Full Grown is a UK company that grows trees into chairs, sculptures, lamps, mirror frames and tables. It was co-founded by Gavin Munro in 2005.

History
In 2005 with a £5,000 investment Gavin Munro started the process of experimentation with growing chairs. The original idea came from Gavin's childhood memory of an overgrown bonsai that looked like a small throne. The inspiration lead to growing trees into chairs, sculptures, lamps, mirror frames and tables.

The idea of growing trees for 50 years then cut them into small pieces glue together in ways that can only ever fall apart didn't seem to make much sense. Better to grow the trees into one solid piece. For example, a chair or a light shade. Ideally the tree would have the ability to re-shoot and in this way yield furniture the way an apple tree in an orchard does.
 
Working together with his wife Alice Munro. The concept is to train young trees to grow over plastic molds until maturity. Thereby creating no wood waste. This process can take up to eight years to mature.

2006 Full Grown started planting trees to grow furniture.  On a 2.5 acre field around 3,000 trees have been planted with production getting underway in late 2011.

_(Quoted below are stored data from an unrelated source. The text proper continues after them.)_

PR #336, opened 2018-10-02
Fix handling of broken objects in ZMI

### LINKED ISSUE #213: Broken objects are rendered as Folders in ZMI
If I migrate a Zope 2.13 `Data.fs` to Zope 4 and not all Products are installed the resulting broken objects are rendered as `Folder` in the `Type` column of the ZMI. This way they cannot be distinguished from actual folders.

Is there a way to render with the type `Broken object` to be able to see what's broken? (If I remember correctly previously the icon was showing that the object was broken.)

### LINKED ISSUE #311: broken objects are rendered with the ID `broken` in ZMI
This prevents from deleting them via ZMI because the ID and thus the URLs are wrong.

This seems to be the case since the merge of #249.

See screenshot:
bildschirmfoto 2018-09-03 um 10 53 20

viktordick:
Instead of obtaining the list of objects from `objectValues` and assuming that these provide all necessary attributes (like `getId()`), a list of dictionaries is created on the basis of `objectItems`, which has access to the object's ID as it is known to the parent. This is used for sorting as well as interaction with the specific items, so it allows to show broken objects and also delete them.

fixes #311 
fixes #213

### DIFF
--- a/src/OFS/tests/testSorting.py
+++ b/src/OFS/tests/testSorting.py
@@ -2,7 +2,8 @@
 import codecs
 import Testing.ZopeTestCase
 import Testing.testbrowser
-import Zope2.App 
+import Zope2.App
+
 
 class SortingTests(Testing.ZopeTestCase.FunctionalTestCase):
     """Browser testing ..Image.File"""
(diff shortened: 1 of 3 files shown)


src/OFS/zpt/main.zpt
```diff
@@ -6,12 +6,22 @@
...
+        [('id', item[0]), ('obj', item[1]),]
+        + [
+          (key, getattr(item[1],key)) 
+          for key in ['title', 'meta_type']
+          if hasattr(item[1],key)
+          ]
+        for item in here.objectItems()
+        ];
+      obs python: [dict(item) for item in obs];
+			obs python: sequence.sort(obs, ((skey,sort_func,rkey),), mapping=1 );
```
icemac: PEP-8, please.

src/OFS/tests/testSorting.py
```diff
@@ -0,0 +1,47 @@
...
+        base_url = 'http://localhost/sortingTest/manage_main?skey=%s&rkey=%s'
+        
+        def do_assert(one_before_two):
+            one_before_two_found = (
+                    self.browser.contents.find('File2') > self.browser.contents.find('File1')
+                    )
+            self.assertTrue(one_before_two == one_before_two_found)
+
+        self.browser.open(base_url % ('id', 'asc'))
+        do_assert(one_before_two = True)
```
icemac: PEP-8 does not allow spaces around `=` in function calls.

src/OFS/tests/testSorting.py
```diff
@@ -0,0 +1,47 @@
...
+                b'manager:manager_pass', 'base64').decode()))
+
+    def test_sortby(self):
+        base_url = 'http://localhost/sortingTest/manage_main?skey=%s&rkey=%s'
+        
+        def do_assert(one_before_two):
+            one_before_two_found = (
+                    self.browser.contents.find('File2') > self.browser.contents.find('File1')
+                    )
+            self.assertTrue(one_before_two == one_before_two_found)
```
icemac: What about `assertEqual`?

Early in 2015 the first prototype chair was completed. This chair took five years to grow. Some lampshades 2012 batch were also recently completed in 2015.

Gavin Munro

Gavin Munro was born in Matlock England. He studied furniture design. He created driftwood furniture while in San Francisco. Munro's mother in-law allowed the first prototypes of chairs to be grown in her garden. He co-foundered Full Grown.

Full Grown in 2017

In a two-acre field north of Derby Full Grown is currently tending 400 trees. They are only making 50 or so pieces a year. The first batch was to be harvested in 2015    The lamps and mirror frames should be ready by late spring 2016. By mid 2017 the first chairs should be available. Most of the chairs have been pre-sold. With the chairs selling for a per-order price £2,500 each, a finished chair the price is £5,000. Light shades priced between £1,000 and £1,500 and Hexagon mirror frames £450. Bulk of the pre-orders are from outside the UK most in France and the US with some orders from London, Hong Kong, Germany and Spain. Thou they will need to have patience as the grown chairs may take as long as 10 years before they are grown, harvested and finished.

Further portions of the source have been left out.